Hubble Space Telescope shows point spread function (left) before servicing (right)

Hubble Space Telescope shows point spread function (left) before servicing (right)

Stereophonic loudspeakers are intended to deliver a sonic image. In photography, SONAR and so on, there are agreed methods of testing image accuracy using concepts such as the point-spread function. Stated simply, an image with an infinite number of pixels would be perfect and each pixel would be a point. If each point were to be spread or smeared out by some defect, it’s the equivalent of making the pixels bigger and the sharpness of the image is lost.

Objective comparisons can be made which result in improvements. Unfortunately there is no standard for stereophonic sound imaging accuracy, no objective comparisons are possible and progress is impeded. Most legacy speakers have massive point spread functions due to diffraction from inept enclosure design and their stereophonic images are badly smeared.

This is just as well, because when the dominant sound sources are massively smeared, they will mask the fact that a compression codec has thrown away the ambience and reverberation. The mediocrity of legacy loudspeakers may be retained so that the poor quality of many compression algorithms and microphone techniques is not revealed. This also applies to earphones supplied with many portable IT based music players. Never mind the quality; look at the iconic styling.

Apple iPod Classic – a design icon but the range has never been lauded for sonic excellence

Apple iPod Classic – a design icon but the range has never been lauded for sonic excellence

Conversely, audio codecs can be used to test and improve loudspeakers. Using a state-of-the-art speaker designed according to psychoacoustic criteria, it becomes immediately obvious how bad DAB, MiniDisc and MP3 are and that the only lossy codec that has any merit is AAC (at an adequate bit rate). It is not uncommon when demonstrating such speakers for people to assume that the signal source is some exotic high-bit-rate recording when it is simply a competently engineered CD.

To make such loudspeakers, the starting point has to be good knowledge of how the human auditory system (HAS) works, since that defines the problem.
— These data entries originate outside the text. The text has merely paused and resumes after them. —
PR #34, opened 2014-09-06
Fixed spelling

Mailaender:
> Like most names, it should be written in lower case with an initial capital, that is, "Lua". Please do not write it as "LUA", which is both ugly and confusing, because then it becomes an acronym with different meanings for different people. So, please, write "Lua" right!

### DIFF
--- a/docs/about-mono/languages/index.md
+++ b/docs/about-mono/languages/index.md
@@ -85,7 +85,7 @@ Object Pascal
 
 Their [Delphi Prism](http://www.codegear.com/products/delphi/prism) compiler support Mono out of the box.
 
-LUA
+Lua
 ---
 
 [Lua2Il](http://www.lua.inf.puc-rio.br/luanet/lua2il/) is a compiler that will allow you to run your existing Lua code or reuse the existent expertise you have on Lua in your application and run it with the Mono JIT compiler.
--- a/docs/about-mono/languages/index.md
+++ b/docs/about-mono/languages/index.md
@@ -88,7 +88,7 @@ Their [Delphi Prism](http://www.codegear.com/products/delphi/prism) compiler sup
 Lua
 ---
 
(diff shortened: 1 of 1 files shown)


docs/about-mono/languages/index.md
```diff
@@ -85,7 +85,7 @@ Object Pascal
 
 Their [Delphi Prism](http://www.codegear.com/products/delphi/prism) compiler support Mono out of the box.
 
-LUA
+Lua
 ---
 
 [Lua2Il](http://www.lua.inf.puc-rio.br/luanet/lua2il/) is a compiler that will allow you to run your existing Lua code or reuse the existent expertise you have on Lua in your application and run it with the Mono JIT compiler.
```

Once the problem is understood, the solution lies in the application of good engineering.

It is important to realise that the HAS evolved as a survival tool to help find food and a mate, whilst avoiding becoming a meal for something else. Given the dubious biological nature of the transducer itself, sophisticated mental processes have evolved to make the best of it.
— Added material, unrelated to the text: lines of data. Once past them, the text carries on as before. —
PR #40, opened 2014-09-17
Update label.md

OnlineCop:
Converted spaces within inline code block to "&nbsp;" so formatting on webpage appears correctly.


Therzok:
Thanks!

PR #42, opened 2014-09-18
Another attempt at clarity on MDK download prompt

tbenade:


txdv:
FOR the Mono Runtime, by the way, you don't have close the pull request and issue a new one.

You can squash commits and force push

tbenade:
Sorry I edited _for_ as it sounds weird to me like the Mono Runtime is a cult or tribe of some sort. Example you don't develop for a house, you develop a house. At the end of the day you are the maintainer as you wish.

Thanks for the git tip, but I use GitHub as my IDE so I have no idea how to perform all that wizardry you just mentioned :grinning:

akoeplinger:
I think you're misunderstanding something here.
The MDK is not for developing Mono itself, it's really intended to be used by developers (as opposed to the MRE that is geared towards "normal" users that just want to run a .NET/Mono based application).

I think Matts answer to the [StackOverflow question](http://stackoverflow.com/questions/24868209/different-between-mre-and-mdk-installer) you link describes it pretty well, so maybe adapt something from that?

I'm all for clarifying the intent of MRE/MDK, but we should make sure it's not getting worse :smile:

tbenade:
Duh! I get it now sorry. I now understand the desire for "for" in explanation.

akoeplinger:
Can we add that the MDK is actually "MRE + Extra tools, libraries, .NET PCL (Portable Class Library) profiles, etc" to make it super clear?

akoeplinger:
@tbenade I pushed a slightly modified version and moved the explanation section below the download buttons, as it just looks better. Thanks for your help on this!

PR #43, opened 2014-09-23
fix code typo

mcgwiz:


akoeplinger:
Actually, gmcs isn't used anymore (see http://www.mono-project.com/docs/about-mono/languages/csharp/)

Can you change it to use mcs instead?

PR #45, opened 2014-09-24
Added SUSE Factory repo link

nilsh:
SUSE Factory updates quickly to the latest mono builds and provides a convenient way to install them; either via adding repository, with 1-click-install, or downloading the rpms.


akoeplinger:
Can you give me a quick overview of why this adds value / what's different to the other package link we already have? The other link by @tpokorra seems to have openSUSE packages as well.

nilsh:
Linked packages are built by the SUSE guys
- they are quick about updates
- this is a more common repository, also dependency-wise better integrated with other packages
- the the one already provided is more a private repository

akoeplinger:
Ok, thanks!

The most important contribution hearing can provide to survival is the location of a potential threat and an estimate of its size. The HAS is very good at it, even in the presence of reflections. It does this a lot better than any modern microphone can, because microphones don’t have brains.

Quantum of Solace

Evolutionary Bond: our survival has depended on locating sound direction and identifying the size of the threat
Source: Quantum of Solace, EON Productions

With two horizontally displaced ears, the most reliable directional information comes from the difference in time of arrival of wave fronts at the ears. The true source must be the one that results in the first version of a given sound. The HAS is working in the time domain, constantly attempting to correlate sounds from each ear to identify the first version and sounds from both ears to determine the direction. It can do this most effectively with transients, or events, since these can carry timing information.

The corollary is that a sine wave has no bandwidth and according to Shannon carries no information. This is easy to grasp. Once you have seen a few waves of a sine wave, you are not going to find anything new if the waveform continues indefinitely.